Stroke is a clinical condition caused by a sudden disruption in the cerebral blood supply that most often leads to a focal, but occasionally even a global neurological deficit. Ischemic strokes that occur due to a thrombotic or embolic occlusion of a cerebral blood vessel account for about 80% of all stroke cases and is one of the major causes of mortality and adulthood disabilities worldwide. Pathophysiologically, an ischemic stroke is characterised by the presence of two regions; a central core and a peripheral penumbral area, based on their differential cerebral perfusion thresholds. Cerebral ischemia within the ischemic penumbra triggers a complex series of receptor-mediated molecular mechanisms that activate many downstream kinases and transcription factors known to influence neuronal apoptosis in the penumbral region. However, the current understanding regarding how different receptor-mediated mechanisms could activate these signaling molecules and thereby modulate neuronal apoptosis in the penumbra still remains poor. Moreover, recombinant tissue plasminogen activator (rt-PA), the only drug approved for therapy in acute ischemic stroke patients does not inhibit or prevent the activation of these receptor-mediated mechanisms that promote ischemia-induced cell death. Hence, there is an urgent need to explore such receptor targets as avenues for neuroprotection during stroke therapy. Thus, the focus of this research thesis is to look at the roles of three novel receptors namely: adiponectin receptors (ADRs1&2), Ephrin A2 (EphA2) and complement anaphylatoxin receptors (C5aR/CD88) in ischemic stroke.
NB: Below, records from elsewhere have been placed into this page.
PR #154, opened 2020-07-06
[MM-26580] server/update_branch: add some tests

isacikgoz:
#### Summary
This PR adds some tests to the `update-branch` logic. The first part (getting `model.PullRequest` from the comment) of the handler (`handleUpdateBranch`) is repeated in 3 other handlers, so I skipped testing that part for this PR. In a separate ticket we can reduce the repetition and decouple that logic from this function and others. 

#### Ticket Link
https://mattermost.atlassian.net/browse/MM-26580


server/update_branch.go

The vast majority of the known biological actions of adiponectin are mediated by two transmembrane adiponectin receptors (ADRs 1&2). Thus far, the roles of ADR expression in the brain have been demonstrated in the arcuate and the paraventricular nucleus of hypothalamus, where its activation affects food intake. However, their roles in ischemic stroke remained unknown. The results of the adiponectin receptor project demonstrated that primary cortical neurons express both, ADRs 1 & 2. Furthermore, the activation of neuronal ADR1 in the presence of either of its ligands, globular as well as trimeric adiponectin, promoted neuronal cell death by the downstream activation of p38-MAP kinase and AMP-kinase. This neuronal cell death was further exacerbated by addition of adiponectin during an in vitro model of stroke thereby demonstrating a role for neuronal ADR1 in ischemic strokes.
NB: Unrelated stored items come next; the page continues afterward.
PR #156, opened 2020-07-07
MM-26453: Add tests for auto_merge.go

agnivade:
This PR creates mocks for the store layer and adds tests for the
AutoMergePR method. We test for 4 functionalities:
- A basic test that checks the happy path to confirm that a PR
in the correct state gets merged and the label removed.
- A PR not having the auto-merge label gets left alone.
- A PR in closed/unclean state gets left alone.
- A PR having pending reviewers gets left alone.

We also tidy up the log lines and change the log level where necessary.

Import groups are also fixed.

Lastly, now the AutoMerge method returns an error instead of logging it.
This makes the API cleaner and easier to test.

#### Ticket link

https://mattermost.atlassian.net/browse/MM-26453


server/auto_merge.go
```diff
@@ -8,68 +8,91 @@ import (
...
-		mlog.Error(err.Error())
-		return
+		return fmt.Errorf("error while listing open PRs %w", err)
 	}
 
 	for _, pr := range prs {
-		if !s.isAutoMergeLabelInLabels(pr.Labels) {
-			mlog.Info("No auto merge label for this PR", mlog.Int("pr", pr.Number), mlog.String("repo", pr.RepoName))
+		if !s.hasAutoMerge(pr.Labels) {
+			mlog.Debug("No auto merge label for this PR; skipping",
```
agnivade, line 28: Is this log line really necessary?

server/auto_merge.go
```diff
@@ -8,68 +8,91 @@ import (
...
+				mlog.String("repo", pr.RepoName),
+				mlog.String("SHAFromPR", ghPR.Head.GetSHA()),
+				mlog.String("SHAFromStatus", prStatus.GetSHA()))
 			continue
 		}
 
-		if PRStatus.GetState() != stateSuccess {
-			mlog.Error("PR is not ready to merge, not ready state", mlog.Int("pr", pr.Number), mlog.String("repo", pr.RepoName), mlog.String("state", PRStatus.GetState()))
+		if prStatus.GetState() != stateSuccess {
+			mlog.Debug("PR is not ready to merge; not in success state",
```
agnivade, line 75: Same as above.

agnivade:
@metanerd - I have 2 questions above. Do you think these log lines are necessary?

server/auto_merge.go
metanerd: No, not necessary.

server/auto_merge.go
metanerd: Same as above.

agnivade:
I think only "// Get the Statuses" is obvious enough to be removed. For the other two, the `ListReviewers` call isn't immediately apparent that it only lists pending reviewers. I got confused for a while there. And `// All good to merge` isn't too useless IMO. It indicates that all the conditions are met, and now we are merging it.

I can drop the "// Get the Statuses" if you think so.

PR #157, opened 2020-07-07
MM-26381: remove AppError from codebase

agnivade:
The mattermod codebases still uses AppError which is just an artifact
from the main server codebase. There is no actual need for an AppError, because:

Similarly, EphA2 receptor, an important guidance molecule during neurogenesis was investigated using in vitro and in vivo techniques of experimental ischemic stroke. It was observed that following middle cerebral artery occlusion (MCAO) in vivo, the EphA2 receptor deficient mice (EphA2-/-) had better blood brain barrier integrity as compared to their wild type (WT) counterparts, and this contributed to a better stroke outcome. In addition, a direct neuronal protective effect was also observed, where EphA2-/- cortical neuronal cultures were less vulnerable to apoptotic cell death as compared to WT neurons, following an in vitro ischemic insult. Together, the dual protective effects of EphA2 receptor deletion at the blood-brain barrier and cortical neuronal level provides a valuable insight into the possibility of exploring its therapeutic potential during stroke intervention.
The third project of this research thesis was designed to investigate the possibility of combining neuroprotective strategies in ischemic stroke therapy. For this purpose, we decided to explore the effect of combining hypothermia and innate immune C5a-receptor (CD88) antagonism, following an ischemic insult. Although many studies have shown that hypothermia targets several cellular processes, its effects on innate immune receptor-mediated apoptotic death still remain unclear. Moreover, whether inhibiting the signaling of innate immune receptors like complement anaphylatoxin C5a receptor (CD88) plays a role in this hypothermic neuroprotection still need to be deciphered. In order to explore the involvement of innate immune receptors in hypothermia induced neuroprotection during ischemic strokes, we investigated whether inhibiting the signaling of complement anaphylatoxin C5a receptor (C5aR/CD88) could attenuate stroke induced neuronal apoptosis. Using various types of ischemic insults in different neuronal cells, we confirmed that hypothermia attenuated apoptotic neuronal cell death in vitro and pharmacologically blocking or knocking out CD88 further enhanced this effect. Thus, this project raised a promising therapeutic possibility of adding CD88 antagonists along with hypothermia to improve stroke outcomes.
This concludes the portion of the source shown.